Numerical Simulation of Complex Flows of Fibre Reinforced Composites

Abstract

Complex laminar flows of incompressible fluids have been investigated numerically. Both Newtonian and generalised non–Newtonian fluids are simulated, whilst for generalised non–Newtonian fluids, two shear thinning models, i.e., Bird–Carreau and Power law, are employed. Both models are. For numerical investigation the flow problem adopted is two–dimensional axisymmetric periodically constricted tube. The frame of reference used in the investigation is cylindrical polar co–ordinates. For the simulation two–dimensional momentum transport equation is solved using a Finite Element Method (FEM). Numerical scheme used is known as Taylor–Galerkin/pressure–correction algorithm.

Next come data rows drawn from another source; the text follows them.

PR #4044, opened 2024-06-10
Add growth API to the new hashtables.

chandlerc:
This adds two different growth APIs. This is instead of the more conventional STL `reserve` method. One allows users that aren't trying to grow in anticipation of an *exact* count of insertions, but generally trying to size the table to the correct ballpark with a power-of-two estimate.

The other API allows pre-growing to allow a specific number of insertions to be performed without further growth. This API takes the maximum load factor and other implementation details into account.

### DIFF
--- a/common/map.h
+++ b/common/map.h
@@ -333,8 +333,8 @@ class MapBase : protected RawHashtable::BaseImpl<InputKeyT, InputValueT,
   // number based on the maximum load factor. If a specific number of insertions
   // need to be achieved without triggering growth, use the `GrowForInsertCount`
   // method.
-  auto Grow(ssize_t target_alloc_size, KeyContextT key_context = KeyContextT())
-      -> void;
+  auto GrowToAllocSize(ssize_t target_alloc_size,
+                       KeyContextT key_context = KeyContextT()) -> void;
 
   // Grow the map sufficiently to allow inserting the specified number of keys.
   auto GrowForInsertCount(ssize_t count,
@@ -551,9 +551,9 @@ MapBase<InputKeyT, InputValueT, InputKeyContextT>::Update(
 }
 
 template <typename InputKeyT, typename InputValueT, typename InputKeyContextT>
-void MapBase<InputKeyT, InputValueT, InputKeyContextT>::Grow(
+void MapBase<InputKeyT, InputValueT, InputKeyContextT>::GrowToAllocSize(
     ssize_t target_alloc_size, KeyContextT key_context) {
-  this->GrowImpl(target_alloc_size, key_context);
+  this->GrowToAllocSizeImpl(target_alloc_size, key_context);
 }
 
 template <typename InputKeyT, typename InputValueT, typename InputKeyContextT>
--- a/common/map.h
+++ b/common/map.h
@@ -325,6 +325,21 @@ class MapBase : protected RawHashtable::BaseImpl<InputKeyT, InputValueT,
              std::invocable<InsertCallbackT, LookupKeyT, void*, void*> &&
              std::invocable<UpdateCallbackT, KeyT&, ValueT&>);
 
+  // Grow the map to a specific allocation size.
+  //
+  // This will grow the map's hashtable if necessary for it to have an
+  // allocation size of `target_alloc_size` which must be a power of two. Note
+  // that this will not allow that many keys to be inserted, but a smaller
+  // number based on the maximum load factor. If a specific number of insertions
+  // need to be achieved without triggering growth, use the `GrowForInsertCount`
+  // method.
+  auto Grow(ssize_t target_alloc_size, KeyContextT key_context = KeyContextT())
+      -> void;
+
+  // Grow the map sufficiently to allow inserting the specified number of keys.
+  auto GrowForInsertCount(ssize_t count,
+                          KeyContextT key_context = KeyContextT()) -> void;
+
   // Erase a key from the map.
   template <typename LookupKeyT>
   auto Erase(LookupKeyT lookup_key, KeyContextT key_context = KeyContextT())
@@ -533,6 +548,18 @@ MapBase<InputKeyT, InputValueT, InputKeyContextT>::Update(
   insert_cb(lookup_key, static_cast<void*>(&entry->key_storage),
             static_cast<void*>(&entry->value_storage));
   return InsertKVResult(true, *entry);
+}
+
+template <typename InputKeyT, typename InputValueT, typename InputKeyContextT>
+void MapBase<InputKeyT, InputValueT, InputKeyContextT>::Grow(
+    ssize_t target_alloc_size, KeyContextT key_context) {
+  this->GrowImpl(target_alloc_size, key_context);
+}
+
+template <typename InputKeyT, typename InputValueT, typename InputKeyContextT>
+void MapBase<InputKeyT, InputValueT, InputKeyContextT>::GrowForInsertCount(
+    ssize_t count, KeyContextT key_context) {
+  this->GrowForInsertCountImpl(count, key_context);
 }
 
 template <typename InputKeyT, typename InputValueT, typename InputKeyContextT>
--- a/common/map_test.cpp
+++ b/common/map_test.cpp
@@ -250,7 +250,8 @@ TYPED_TEST(MapTest, GrowToAllocSize) {
   // No further growth triggered.
   EXPECT_EQ(storage_bytes, m.ComputeMetrics().storage_bytes);
 
-  // Get a couple of doubling based growths.
+  // Get a few doubling based growths, and at least one beyond the largest small
+  // size.
   m.GrowToAllocSize(64);
   ExpectMapElementsAre(
       m, MakeKeyValues([](int k) { return k * 100; }, llvm::seq(8, 24)));
@@ -316,14 +317,14 @@ TYPED_TEST(MapTest, GrowForInsert) {
     SCOPED_TRACE(llvm::formatv("Key: {0}", i).str());
     ASSERT_TRUE(m.Erase(i));
   }
-  m.GrowForInsertCount(1717);
+  m.GrowForInsertCount(321);
   storage_bytes = m.ComputeMetrics().storage_bytes;
-  for (int i : llvm::seq(128, 1717 + 128)) {
+  for (int i : llvm::seq(128, 321 + 128)) {
     SCOPED_TRACE(llvm::formatv("Key: {0}", i).str());
     ASSERT_TRUE(m.Insert(i, i * 100).is_inserted());
   }
   ExpectMapElementsAre(m, MakeKeyValues([](int k) { return k * 100; },
-                                        llvm::seq(128, 1717 + 128)));
+                                        llvm::seq(128, 321 + 128)));
   EXPECT_EQ(storage_bytes, m.ComputeMetrics().storage_bytes);
 }
 
--- a/common/map_test.cpp
+++ b/common/map_test.cpp
@@ -226,6 +226,92 @@ TYPED_TEST(MapTest, Conversions) {
   EXPECT_EQ(104, *cmv3[4]);
 }
 
+TYPED_TEST(MapTest, Grow) {
+  using MapT = TypeParam;
+
+  MapT m;
+  // Grow when empty. May be a no-op for some small sizes.
+  m.Grow(32);
+
+  // Add some elements that will need to be propagated through subsequent
+  // growths. Also delete some.
+  for (int i : llvm::seq(1, 24)) {
+    SCOPED_TRACE(llvm::formatv("Key: {0}", i).str());
+    ASSERT_TRUE(m.Insert(i, i * 100).is_inserted());
+  }
+  for (int i : llvm::seq(1, 8)) {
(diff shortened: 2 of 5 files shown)


common/map.h
```diff
@@ -325,6 +325,21 @@ class MapBase : protected RawHashtable::BaseImpl<InputKeyT, InputValueT,
...
 
+  // Grow the map to a specific allocation size.
+  //
+  // This will grow the map's hashtable if necessary for it to have an
+  // allocation size of `target_alloc_size` which must be a power of two. Note
+  // that this will not allow that many keys to be inserted, but a smaller
+  // number based on the maximum load factor. If a specific number of insertions
+  // need to be achieved without triggering growth, use the `GrowForInsertCount`
+  // method.
+  auto Grow(ssize_t target_alloc_size, KeyContextT key_context = KeyContextT())
```
josh11b: I feel like this should have a more-specific name (maybe `GrowToAllocation` or something), so as to express that it isn't preferred over `GrowForInsertCount`

common/raw_hashtable.h
```diff
@@ -827,6 +841,84 @@ auto BaseImpl<InputKeyT, InputValueT, InputKeyContextT>::InsertImpl(
                     "or an empty slot.";
 }
 
+template <typename InputKeyT, typename InputValueT, typename InputKeyContextT>
+[[clang::noinline]] auto
+BaseImpl<InputKeyT, InputValueT, InputKeyContextT>::GrowImpl(
+    ssize_t target_alloc_size, KeyContextT key_context) -> void {
+  CARBON_CHECK(llvm::isPowerOf2_64(target_alloc_size));
+  if (target_alloc_size < alloc_size()) {
```
josh11b:
```suggestion
  if (target_alloc_size <= alloc_size()) {
```
Or is the intent that you can call `Grow(alloc_size())` in order to clear out the tombstones? (If so, then please add that to the documented contract.)

common/raw_hashtable.h
```diff
@@ -827,6 +841,84 @@ auto BaseImpl<InputKeyT, InputValueT, InputKeyContextT>::InsertImpl(
...
+
+  // Create locals for the old state of the table.
+  ssize_t old_size = alloc_size();
+  CARBON_DCHECK(old_size > 0);
+  bool old_small = is_small();
+  Storage* old_storage = storage();
+  uint8_t* old_metadata = metadata();
+  EntryT* old_entries = entries();
+
+  // Configure for the new size allocate the new storage.
```
josh11b:
```suggestion
  // Configure for the new size and allocate the new storage.
```

common/raw_hashtable.h
```diff
@@ -1004,16 +1096,35 @@ auto BaseImpl<InputKeyT, InputValueT,
...
 }
 
-// Grow the hashtable to create space and then insert into it. Returns the
-// selected insertion entry. Never returns null. In addition to growing and
-// selecting the insertion entry, this routine updates the metadata array so
-// that this function can be directly called and the result returned from
-// `InsertImpl`.
+// Optimized routine for growing to the next alloc size.
+//
+// A particularly common and important to optimize path is growing to the next
```
josh11b:
```suggestion
// A particularly common and important-to-optimize path is growing to the next
```

common/raw_hashtable.h
```diff
@@ -1004,16 +1096,35 @@ auto BaseImpl<InputKeyT, InputValueT,
...
+// 2) The new high bit is one, the entry is at the old index plus the old
+//    size.
+//
+// 3) The entry's current index doesn't match the initial hash index because
+//    it required some amount of probing to find an empty slot.
+//
+// The design of the hash table tries to minimize how many entries fall into
+// case (3), so we expect the vast majority of entries to be in (1) or (2).
+// This lets us model growth notionally as duplicating the hash table,
+// clearing out the empty slots, and inserting any probed elements. That model
```
josh11b: Do you mean empty or tombstone/deleted slots? Or do you mean slots that were filled but are now in the other half?

common/raw_hashtable.h
```diff
@@ -1004,16 +1096,35 @@ auto BaseImpl<InputKeyT, InputValueT,
...
+//
+// 2) The new high bit is one, the entry is at the old index plus the old
+//    size.
+//
+// 3) The entry's current index doesn't match the initial hash index because
+//    it required some amount of probing to find an empty slot.
+//
+// The design of the hash table tries to minimize how many entries fall into
+// case (3), so we expect the vast majority of entries to be in (1) or (2).
+// This lets us model growth notionally as duplicating the hash table,
```
josh11b: Do you mean duplicating (making one copy) or making two copies? In particular, clarify that the original table is not being reused for "new high bit is zero" in some way.

common/raw_hashtable.h
```diff
@@ -1053,7 +1161,7 @@ BaseImpl<InputKeyT, InputValueT, InputKeyContextT>::GrowAndInsert(
       << ", size: " << old_size;
 #endif
 
-  // Compute the new size and grow the storage in place (if possible).
+  // Configure for the new size allocate the new storage.
```
josh11b:
```suggestion
  // Configure for the new size and allocate the new storage.
```

common/map_test.cpp
```diff
@@ -226,6 +226,92 @@ TYPED_TEST(MapTest, Conversions) {
   EXPECT_EQ(104, *cmv3[4]);
 }
 
+TYPED_TEST(MapTest, Grow) {
+  using MapT = TypeParam;
+
+  MapT m;
+  // Grow when empty. May be a no-op for some small sizes.
+  m.Grow(32);
```
josh11b: Is there a way to see the allocated size at this point? Even a test-only API would help.

common/map_test.cpp
```diff
@@ -226,6 +226,92 @@ TYPED_TEST(MapTest, Conversions) {
...
+    SCOPED_TRACE(llvm::formatv("Key: {0}", i).str());
+    ASSERT_TRUE(m.Insert(i, i * 100).is_inserted());
+  }
+  for (int i : llvm::seq(1, 8)) {
+    SCOPED_TRACE(llvm::formatv("Key: {0}", i).str());
+    ASSERT_TRUE(m.Erase(i));
+  }
+
+  // No-op.
+  m.Grow(16);
```
josh11b: Is there a way to see that this didn't reallocate? Possibly using `CountProbedKeys` (maybe combined with a hash function that tries to put all the keys in the same bucket) or something?

common/map_test.cpp
```diff
@@ -226,6 +226,92 @@ TYPED_TEST(MapTest, Conversions) {
...
+  ExpectMapElementsAre(
+      m, MakeKeyValues([](int k) { return k * 100; }, llvm::seq(8, 24)));
+
+  // Get a couple of doubling based growths.
+  m.Grow(64);
```
josh11b: `CountProbedKeys` would go down here, in a deterministic way depending how you manipulated the hash function.

common/map_test.cpp
```diff
@@ -226,6 +226,92 @@ TYPED_TEST(MapTest, Conversions) {
...
+  m.Grow(1024);
+  ExpectMapElementsAre(
+      m, MakeKeyValues([](int k) { return k * 100; }, llvm::seq(16, 48)));
+}
+
+TYPED_TEST(MapTest, GrowForInsert) {
+  using MapT = TypeParam;
+
+  MapT m;
+  m.GrowForInsertCount(42);
```
josh11b, line 289: Would be nice to save the allocated size after this so you could check that it doesn't grow after inserting 42 times.

common/raw_hashtable.h
chandlerc: No, your suggested change is correct. The code path below won't actually work correctly for clearing out tombstones.

If we want to support that, I'd use a different API and implementation. So not part of this PR.

common/map_test.cpp
chandlerc: I can now that there are a more useful set of metrics. I was avoiding coupling the two as I wasn't sure it was worthwhile.

Would using the metrics for this kind of thing be reasonable for you?

common/map_test.cpp
chandlerc: See above about metrics.

common/map_test.cpp
chandlerc: See above about metrics for testing that probing improves.

I can switch to the forced-collision hash if you think its important to test probing reduction here, but it seemed better to get coverage from the variety of different key/value types and small sizes.

common/map_test.cpp
chandlerc: See above about using metrics.

common/raw_hashtable.h
chandlerc: Tried to clarify, but let me know if it could be better.

common/raw_hashtable.h
chandlerc: Tried to make this more clear (it's both).

common/map.h
chandlerc: How about `GrowToAllocSize`?

common/map_test.cpp
chandlerc: Playing with it, this looks quite good. Switched to checking the growth pretty precisely. PTAL.

common/map_test.cpp
chandlerc: Should be done.

common/map_test.cpp
chandlerc: The metrics based assertions are done. Not clear if you think its important to also have the forced-collision side of this, let me know.

common/map_test.cpp
chandlerc: Done.

chandlerc (commented):
After looking at how the metrics can work here, it's pretty nice. I've updated to use them. PTAL.

common/map_test.cpp
josh11b: Great! Could you do the same for `set_test.cpp` please?

common/map_test.cpp
```diff
@@ -226,6 +226,111 @@ TYPED_TEST(MapTest, Conversions) {
...
+  }
+  m.GrowForInsertCount(42);
+  storage_bytes = m.ComputeMetrics().storage_bytes;
+  for (int i : llvm::seq(42, 84)) {
+    SCOPED_TRACE(llvm::formatv("Key: {0}", i).str());
+    ASSERT_TRUE(m.Insert(i, i * 100).is_inserted());
+  }
+  ExpectMapElementsAre(
+      m, MakeKeyValues([](int k) { return k * 100; }, llvm::seq(32, 84)));
+  EXPECT_EQ(storage_bytes, m.ComputeMetrics().storage_bytes);
```
josh11b, line 312: Could you insert some new elements here with different keys than were erased, and then check that that didn't require any growth? That would give evidence that the call to `m.GrowForInsertCount(42);` cleared out tombstones.  The test would be strongest if you ended up with 128*7/8 == 112 non-erased elements in the map.

common/map_test.cpp
josh11b: The metrics approach is fine. I suggested in another comment a test to show that tombstones were cleared out by growth. It would be nice to show `CountProbedKeys` going down when growing (since that is one of the benefits of growth and it not going down could be indicative of a bug that affects performance but not correctness), but not necessary.

common/map_test.cpp
chandlerc: The new elements inserted here already have different keys than were erased, and we do check that no growth occurs. Are you just looking for us to get closer to the load factor?

I'm not really sure how to write the test you want here, because we *don't* actually factor in clearing out tombstones when we compute growth for insert. There is a comment in the code about that being something we could consider doing in the future.

Without that we can't ask for the larger growth, and there is no guarantee that `m.GrowForInsertCount(42)` will let us insert more than `42` elements without growth, and no real contract on whether it clears out tombstones or not... It feels like this is baking in a test of an implementation detail of how growth works, which I'd rather avoid.

common/map_test.cpp
chandlerc: I feel like for both the probed keys and the tombstones, this isn't really about testing the behavior of these APIs, but of the growth routines more generally... And that's proven a bit tricky for me to do.

I tried adding the probed key count test, but we end up with zero probed keys here in some cases, and so the count doesn't change. And I left a comment in the other thread about why I'm not really sure how to test the tombstone removal without ending up over-fitting to the particular implementation.

I also tried adding a test for probed key counts decreasing with the forced hash collisions, and that actually doesn't work either -- because we force the hashes to collide, even growth doesn't remove the collision! =[

The only way I see to test this behavior realistically is to contrive a synthetic hash that has collisions below some number of bits but not above, and then notice that once we grow past that threshold, the probing decreases. But this seems much too brittle to me, and the benchmarks seem like a better place to make sure we don't have a performance problem here.

So I've tried a bunch of things here that haven't worked out. Let me know if you still see something that seems important to add coverage for.

common/map_test.cpp
chandlerc: Doh, could have sworn I did that. Sorry! =D Done.

josh11b (approved):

In open literature this problem is simulated only for single aspect ratio (amplitude) of the undulation in the absence of fibres. Whereas, in this research investigation principal aim is introduction of fibre reinforced composite material. Different aspect ratios of undulation are also simulated at various inertial forces. For comparison purpose with other experimental results as well as numerical prediction, initially, flow is considered for constant viscosity Newtonian fluids through periodically constricted tube. Subsequently, from dilute to semi–dilute rigid rod like fibre suspended in all fluid models, i.e., constant viscosity, Bird–Carreau and Power law fluids have been examined.

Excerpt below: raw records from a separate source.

PR #4046, opened 2024-06-10
Collect more detailed metrics on hashtables.

chandlerc:
Previously we just looked at the raw count of probed keys. Now, we compute the average and max of both the probe _distance_ measured in the number of _groups_ probed, and the number of probe _compares_ measured in the compares required _before_ finding the matching entry.

This lets us understand the relative impact of probe-distance vs. tag collisions on a given set of benchmark keys. Some of this is motivated by considering additional optimization techniques similar to those used in Boost's table and the F14 table from Facebook/Meta.

### DIFF
--- a/common/map.h
+++ b/common/map.h
@@ -121,8 +121,8 @@ class MapView
   // benchmarking or logging of performance anomalies. The specific metrics
   // returned have no specific guarantees beyond being informative in
   // benchmarks.
-  auto GetMetrics(KeyContextT key_context = KeyContextT()) -> MetricsT {
-    return ImplT::GetMetrics(key_context);
+  auto ComputeMetrics(KeyContextT key_context = KeyContextT()) -> MetricsT {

For different undulation levels of periodically constricted tube, the critical values of the Reynolds number have been identified, where beginning of embryo recirculation region starts. As inertial force increases, augmentation of vortex is observed in the undulation region. While, introducing fibres vortices shrinks in length and intensity. For Newtonian, power law and Bird–Carreau models pressure isobars are also demonstrated. In all levels of fibre concentration, the graphical illustration of calculated data for friction factor as well as empirical relationships is illustrated for all undulation aspect ratios.